A problem about the example 'mgpcg_advanced'

in the example mgpcg_advanced,
the function prolongate is like this:

    @ti.kernel
    def prolongate(self, l: ti.template()):
        for I in ti.grouped(self.z[l]):
            self.z[l][I] = self.z[l + 1][I // 2]

which means: z_l = prolongate(z_(l+1)),
but refer to the paper, “A parallel multigrid Poisson solver for fluids simulation on large grids”,

I think the code should be like this:
z_l += prolongate(z_(l+1)).

    @ti.kernel
    def prolongate(self, l: ti.template()):
        for I in ti.grouped(self.z[l]):
            self.z[l][I] += self.z[l + 1][I // 2]

So I changed the code and the new mgpcg can converge.

I’m very confused which implementation is correct.

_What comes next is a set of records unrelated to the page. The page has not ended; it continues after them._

PR #22596, opened 2026-06-28
feat(memory): split fallback health buckets

jeong-sik:
## Summary
- split keeper memory-health fallback diagnostics into empty-response and non-empty buckets
- expose the bucket counts in backend JSON totals/per-keeper rows and dashboard typing
- render the split beside the existing fallback diagnostic total

## Stack status
- the original fallback export is already upstream through #22600 on `main`
- #22601 was merged into this branch, so this PR now carries the remaining bucket-split diff against current `main`

## Verification
- `ocamlformat --check lib/keeper/keeper_memory_os_types.ml lib/keeper/keeper_memory_os_types.mli lib/server/server_dashboard_http_keeper_memory_health.ml test/test_server_dashboard_http_keeper_memory_health.ml`
- `git diff --check origin/main...HEAD`
- `npx tsc --noEmit --pretty` from `dashboard/`
- `npx vitest run --config vitest.config.ts src/components/memory/keeper-memory-health.test.ts --no-file-parallelism --maxWorkers=1` from `dashboard/`

Full OCaml build remains CI authority per current workflow.

PR #22597, opened 2026-06-28
fix(memory): export librarian fallback predicate

jeong-sik:
Follow-up for #22593. CI Lint failed because Server_dashboard_http_keeper_memory_health called Keeper_memory_os_types.legacy_unstructured_fallback_claim, but the helper was implemented only in the .ml and not exported by the .mli. This exports the existing central predicate rather than duplicating the historical prefix check in the dashboard path. Local checks: ocamlformat --check lib/keeper/keeper_memory_os_types.mli; git diff --check.


jeong-sik:
Closing as duplicate of #22596, which already carries the same #22593 CI compile fix and was opened first.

Why both of them can converge?

Interesting… Does one of them converge faster than the other?

Two versions of them take nearly the same time to converge.
In the following images, the upper terminal shows the result using the code:

    @ti.kernel
    def prolongate(self, l: ti.template()):
        for I in ti.grouped(self.z[l]):
            self.z[l][I] += self.z[l + 1][I // 2]

and the bottom terminal shows the results using code

    @ti.kernel
    def prolongate(self, l: ti.template()):
        for I in ti.grouped(self.z[l]):
            self.z[l][I] = self.z[l + 1][I // 2]

When self.N =128, the run time is:

When self.N = 256, the run time is:

While I’m posting the results, I think I can try to explain the reasoning(but all with my imagination).
z is just a preconditioner, so the ‘slight’ difference of z won’t affect the overall algorithm convergence… I’m babbling, plz don’t take it seriously.

The paper one is faster for free surface.

BTW, the factor in restrict() should be 1.0 for 2D.